District courts in Washington, D.C. and Virginia require the award creditor to initiate plenary proceedings, which are commenced by the filing of a complaint and followed by service of a summons on the defendant. Micula v. Romania, 104 F. Supp. 3d 42, 50 (D.D.C. 2015); Continental Casualty Co. v. Argentina, 893 F. Supp. 2d 747 (E.D. Va. 2012). In New York, on the other hand, the procedure may be accelerated by the filing of a short ex parte enforcement petition without service on the award debtor. In Mobil Cerro Negro, an ICSID tribunal had awarded Exxon Mobil $1.6 billion, with 3.25% compounded interest from 2007 onward, as fair compensation for Venezuela’s nationalization of certain oil projects. The district court granted the ex parte petition for enforcement expeditiously, the same day the petition was filed.

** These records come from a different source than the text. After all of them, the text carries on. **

PR #2964, opened 2019-08-19
Improve get_ip_interface error message when interface does not exist

lesteve:
Context: in `dask-jobqueue` you need some tweaking to find the right network interface to use on your cluster. People may not be familiar with what a network interface is and the current error message is a bit cryptic.

The main thing I am wondering about is whether we should keep the same error type `KeyError` with backward-compatibility in mind or switch to `ValueError` since `ValueError` is already the type of the error you get when the network interface does not have a valid IPv4 address.

My personal preference would be to switch to `ValueError` but I have kept `KeyError` for now.

Error message on master:
```
In [1]: from distributed.utils import get_ip_interface 
   ...: get_ip_interface('asdf')                                                                                                                                                   
<ipython-input-1-cf8f3124444e> in <module>
      1 from distributed.utils import get_ip_interface
----> 2 get_ip_interface('asdf')

/home/local/lesteve/dev/distributed/distributed/utils.py in get_ip_interface(ifname)
    170     import psutil
    171 
--> 172     for info in psutil.net_if_addrs()[ifname]:
    173         if info.family == socket.AF_INET:
    174             return info.address

KeyError: 'asdf'
```

Error message in this PR:
```
In [1]: from distributed.utils import get_ip_interface 
   ...: get_ip_interface('asdf')                                                                                                                                                   
<ipython-input-1-cf8f3124444e> in <module>
      1 from distributed.utils import get_ip_interface
----> 2 get_ip_interface('asdf')

/home/local/lesteve/dev/distributed/distributed/utils.py in get_ip_interface(ifname)
    175         allowed_ifnames = list(net_if_addrs.keys())
    176         raise KeyError('{!r} is not a valid network interface. '
--> 177                          'Valid network interfaces are: {}'.format(ifname, allowed_ifnames))
    178 
    179     for info in net_if_addrs[ifname]:

KeyError: "'asdf' is not a valid network interface. Valid network interfaces are: ['lo', 'enp0s25', 'br-e1ab2121f792', 'docker0', 'br-9f15079dee0d']"
```

### DIFF
--- a/distributed/tests/test_utils.py
+++ b/distributed/tests/test_utils.py
@@ -149,8 +149,16 @@ def test_get_ip_interface():
         assert get_ip_interface("lo") == "127.0.0.1"
     else:
         pytest.skip("test needs to be enhanced for platform %r" % (sys.platform,))
-    with pytest.raises(KeyError):
-        get_ip_interface("__non-existent-interface")
+
+    non_existent_interface = "__non-existent-interface"
+    expected_error_message = ("{!r} is not a valid network interface.+"
+                              "Valid network interfaces are:".format(non_existent_interface))
+    if sys.platform == 'darwin':
+        expected_error_message += ".+'lo0'"
+    elif sys.platform.startswith("linux"):
+        expected_error_message += ".+'lo'"
+    with pytest.raises(KeyError, match=expected_error_message):
+        get_ip_interface(non_existent_interface)
 
 
 def test_truncate_exception():
--- a/distributed/tests/test_utils.py
+++ b/distributed/tests/test_utils.py
@@ -151,15 +151,13 @@ def test_get_ip_interface():
         pytest.skip("test needs to be enhanced for platform %r" % (sys.platform,))
 
     non_existent_interface = "__non-existent-interface"
-    expected_error_message = (
-        "{!r} is not a valid network interface.+"
-        "Valid network interfaces are:".format(non_existent_interface)
-    )
+    expected_error_message = "{!r}.+network interface.+".format(non_existent_interface)
+
     if sys.platform == "darwin":
-        expected_error_message += ".+'lo0'"
+        expected_error_message += "'lo0'"
     elif sys.platform.startswith("linux"):
-        expected_error_message += ".+'lo'"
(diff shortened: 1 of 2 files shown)


distributed/tests/test_utils.py
```diff
@@ -149,8 +149,18 @@ def test_get_ip_interface():
...
+    non_existent_interface = "__non-existent-interface"
+    expected_error_message = (
+        "{!r} is not a valid network interface.+"
+        "Valid network interfaces are:".format(non_existent_interface)
+    )
+    if sys.platform == "darwin":
+        expected_error_message += ".+'lo0'"
+    elif sys.platform.startswith("linux"):
+        expected_error_message += ".+'lo'"
+    with pytest.raises(KeyError, match=expected_error_message):
```
mrocklin: Small nit:

Rather than test that the entire error message is exactly this, we might instead test some properties of it that we care about, like that "network interface" and the names of other interfaces are present in the message.

If someone changes the error message but includes this kind of information I think that that's ok, and shouldn't be considered an error.

distributed/utils.py
```diff
@@ -169,7 +169,16 @@ def get_ip_interface(ifname):
...
 
-    for info in psutil.net_if_addrs()[ifname]:
+    net_if_addrs = psutil.net_if_addrs()
+
+    if ifname not in net_if_addrs:
+        allowed_ifnames = list(net_if_addrs.keys())
+        raise KeyError(
+            "{!r} is not a valid network interface. "
+            "Valid network interfaces are: {}".format(ifname, allowed_ifnames)
+        )
```
mrocklin: This is great.  I really like changes like this!

mrocklin:
Thanks for this change @lesteve !  I left one small nit, but I'm totally fine with this PR as-is.

I'm fine with changing the error type if you prefer.

lesteve:
I pushed a commit:
* the type of the error is now `ValueError`
* I reduced the test dependence on the specific wording of the error message. Now I am only testing that `ifname`, `"network interface"` and "lo" (or its OSX equivalent) is in the error message

mrocklin:
Thanks @lesteve !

While the Washington, D.C. and New York courts each raise a variety of points, their key difference was that the D.C. court referred to the Federal Rules of Civil Procedure to fill the gap (which require in Rules 3 and 4 the filing of a complaint and service of a summons), while the New York federal court invoked the Rules of Decision Act (which provides for the application of state law, except when treaties, the Constitution, or “Acts of Congress” provide otherwise). See 28 U.S.C. § 1652. Because the Federal Rules were not enacted by Congress, the Southern District appears to have the stronger argument that state law (in this case, New York law) applies. New York provides for an expeditious procedure to register an out-of-state judgment that is entitled to full faith and credit, which may be sought ex parte and requires no more than that the judgment creditor must notify the judgment debtor within 30 days of entry of the judgment and wait 30 more days after filing proof of service before executing the judgment. See N.Y. CPLR § 5403. New York also does not require that New York courts themselves have personal jurisdiction over the out-of-state judgment debtor. By holding that the same rules apply to ICSID awards, the Mobil Cerro Negro court has cast New York wide open to the enforcement of ICSID awards from anywhere in the world.